I read it as the pc showjumping cancelled or is it everything?


----------



## Custard Cream (8 June 2012)

Hmm I read it as pony club mounted games cancelled and tomorrows show jumping....sky news are saying the whole thing is off but I've not heard anything yet. We're hangin back before we leave just to see.


----------



## tinap (8 June 2012)

They've confirmed on FB its just pc jumoing cancelled, bs is still on


----------



## Super_starz (8 June 2012)

This message was on the UKSJ facebook page:

OFFICIAL FROM BRAMHAM All BS classes are running tomorrow - all Pony Club Jumping cancelled!


----------



## charlimouse (8 June 2012)

I walked the XC course this lunchtime and the ground looks pretty good IMO. It is muddy in the tradestand area, and the dressage arenas are a bit cut up (but no where near as bad as it has been at Badminton in previous years). There were a few showers this morning, but has been dry this afternoon with a drying wind. There is more rain forecast tonight and showers tomorrow, but looking at the ground I think it can take it, and there is a general feeling the weekend will go ahead. Only thing I would say is if you have acess to a 4x4 use it, as the parking is wet and muddy, and wear waterproof footwear!


----------



## Tannis (8 June 2012)

Can someone help please?  Entry on Saturday is usually higher price than Sunday but now that there is going to be xc on both days, does that mean Sunday entry is going to be higher price?  The website doesn't say anything but given the choice, the horses I want to watch (CIC***) will be going xc on Sunday.  So given current information, I can watch the horses I want going xc on Sunday cheaper than if I go on Saturday to watch the CCI*** horses (Senior and U25).  Is that right?

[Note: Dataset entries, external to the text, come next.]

PR #2346, opened 2024-11-26
Remove non-default feature from doc test

bantonsson:
## Changes

Running `cargo test --all` locally fails in the doc tests with:

```
---- opentelemetry-semantic-conventions/src/resource.rs - resource (line 16) stdout ----
error[E0425]: cannot find value `SERVICE_NAMESPACE` in module `semconv::resource`
    --> opentelemetry-semantic-conventions/src/resource.rs:25:42
     |
12   |         KeyValue::new(semconv::resource::SERVICE_NAMESPACE, "my-namespace"),
     |                                          ^^^^^^^^^^^^^^^^^ help: a constant with a similar name exists: `SERVICE_NAME`
     |
```

This removes the `SERVICE_NAMESPACE` resource from the doc test, since it is now behind the non default feature `semconv_experimental`, making the doc test fail. It also updates the `metrics` template to use the `build()` method instead of the renamed `init()`

### DIFF
--- a/opentelemetry-semantic-conventions/src/resource.rs
+++ b/opentelemetry-semantic-conventions/src/resource.rs
@@ -21,7 +21,6 @@
 //! let _tracer = TracerProvider::builder()
 //!     .with_config(config().with_resource(Resource::new(vec![
 //!         KeyValue::new(semconv::resource::SERVICE_NAME, "my-service"),
-//!         KeyValue::new(semconv::resource::SERVICE_NAMESPACE, "my-namespace"),
 //!     ])))
 //!     .build();
 //! ```
--- a/opentelemetry-semantic-conventions/scripts/templates/registry/rust/metric.rs.j2
+++ b/opentelemetry-semantic-conventions/scripts/templates/registry/rust/metric.rs.j2
@@ -26,7 +26,7 @@
 //!     .u64_histogram(semconv::metric::HTTP_SERVER_REQUEST_DURATION)
 //!     .with_unit("By")
 //!     .with_description("Duration of HTTP server requests.")
-//!     .init();
+//!     .build();
 //! ```
 
 {% for root_ns in ctx %}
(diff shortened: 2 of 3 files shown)


opentelemetry-semantic-conventions/src/resource.rs
```diff
@@ -21,7 +21,6 @@
 //! let _tracer = TracerProvider::builder()
 //!     .with_config(config().with_resource(Resource::new(vec![
 //!         KeyValue::new(semconv::resource::SERVICE_NAME, "my-service"),
-//!         KeyValue::new(semconv::resource::SERVICE_NAMESPACE, "my-namespace"),
```
cijothomas, line 24: this was auto-generated after templates were changed, right?

cijothomas (approved):
Thanks. Need one more eyes to help review before merge.

lalitb (approved):

opentelemetry-semantic-conventions/src/resource.rs
lalitb: Any discrepancy in the committed and auto-generated files would have been caught in CI. So should be good.

bantonsson: Are you sure about that? The `init()` to `build()` change was a correction of a missed change in the `metrics` template, and that had not been caught by CI.

lalitb: Oh sorry, got confused with the proto generated file comparison, the semconv files discrepancy is not caught. @bantonsson  - Can you regenerate the files in new PR.

bantonsson: I did regenerate the files before submitting this PR. That’s how I caught the mismatch in the `metrics` files.

lalitb: Got it, yes directly modifying the `metrics.rs` was unfortunate and should have been caught in the CI (the way we do it for proto).

PR #2349, opened 2024-11-26
Deprecate logger::provider() and logger::instrumentation_scope()

lalitb:
## Changes

Deprecating these methods. The methods were meant to be used by appenders, and they can always keep hold to the `provider` handle to get this data. We can anyway have additive changes even after stable release, so safe to remove it for now. Thanks for noticing them @utpilla :)

### DIFF
--- a/opentelemetry-sdk/src/logs/log_emitter.rs
+++ b/opentelemetry-sdk/src/logs/log_emitter.rs
@@ -240,7 +240,7 @@ impl Logger {
 
     #[deprecated(
         since = "0.27.1",
-        note = "This method is intended for appender developers, but has no defined use-case in typical workflows. It is deprecated and will be removed in the next major release."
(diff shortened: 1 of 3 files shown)


opentelemetry-sdk/src/logs/log_emitter.rs
```diff
@@ -238,11 +238,19 @@ impl Logger {
         Logger { scope, provider }
     }
 
+    #[deprecated(
+        since = "0.27.1",
+        note = "This method is intended for appender developers, but has no defined use-case in typical workflows. It is deprecated and will be removed in the next major release."
```
cijothomas, line 243:
```suggestion
        note = "This method was intended for appender developers, but has no defined use-case in typical workflows. It is deprecated and will be removed in the next major release."
```

cijothomas (approved):

utpilla (approved):

PR #2350, opened 2024-11-26
Add few internal logs for Metrics sdks

cijothomas:
Modified self-diag example to not do anything invalid to trigger logs, as we have sufficient logs otherwise to demonstrate!
Also few logs inside Metric sdk.

### DIFF
--- a/examples/self-diagnostics/src/main.rs
+++ b/examples/self-diagnostics/src/main.rs
@@ -1,6 +1,7 @@
 use opentelemetry::global;
 use opentelemetry::KeyValue;
 use opentelemetry_sdk::metrics::PeriodicReader;
+use opentelemetry_sdk::Resource;
 use std::error::Error;
 use tracing::info;
 use tracing_subscriber::fmt;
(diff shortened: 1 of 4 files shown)


examples/self-diagnostics/src/main.rs
```diff
@@ -13,6 +13,9 @@ fn init_meter_provider() -> opentelemetry_sdk::metrics::SdkMeterProvider {
     let reader = PeriodicReader::builder(exporter, opentelemetry_sdk::runtime::Tokio).build();
 
     let provider = opentelemetry_sdk::metrics::SdkMeterProvider::builder()
+        .with_resource(opentelemetry_sdk::resource::Resource::new(vec![
```
utpilla, line 16: There is no need to allocate a `vec` here. Since this is an example, it's good to showcase good practices.

```suggestion
        .with_resource(opentelemetry_sdk::resource::Resource::new([
```

opentelemetry-sdk/src/metrics/meter_provider.rs
```diff
@@ -174,6 +174,10 @@ impl MeterProvider for SdkMeterProvider {
 
     fn meter_with_scope(&self, scope: InstrumentationScope) -> Meter {
         if self.inner.is_shutdown.load(Ordering::Relaxed) {
+            otel_debug!(
+                name: "MeterProvider.NoOpMeterReturned",
```
utpilla, line 178: Since this event is used at two different places, it would be nice to add a message field to distinguish between the two. Message for this one could be something like: "MeterProvider already shutdown." and for the other one it could be "Mutex for meters is poisoned."

utpilla (approved):
Left some suggestions.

(I know, I should have bought my tickets in advance and usually I do, but this year, life got in the way!)


----------



## Batgirl (8 June 2012)

I may be wrong but I don't think they can up the advertised price as people had already bought tickets and I think if you look on the website they are still the same. 

Ditto what Charlimouse said about the ground (I was also walking the course at lunchtime  ) did you see Ian Stark being interviewed at the coffin by H&C TV's Rudall wench


----------



## Custard Cream (8 June 2012)

We are here! Mammoth journey as traffic on A1 a nightmare but finally here. A couple of showers whilst setting up the awning but it's ok. Fingers crossed for the weekend.


----------



## milo'n'molly (9 June 2012)

What's it looking like? Picnic and wellies packed trying to decide if to go or not


----------



## Custard Cream (9 June 2012)

It's fine. Actually was sunny this morning. Blue skies and cloud, bit of a breeze but ground is good. Def wellies for the trade stands but it's going to be a great day! First horse on course at 10am and we are in position by our fence debating on whether I need a wee before we start....


----------



## DarkHorseB (9 June 2012)

Thanks for the update!
May come along tomorrow. Let us know what fence you are on - did you say the water?


----------



## Custard Cream (9 June 2012)

Yes, 19AB first water element


----------



## angelish (9 June 2012)

Hi will I get a fiesta in/out the car parks ?  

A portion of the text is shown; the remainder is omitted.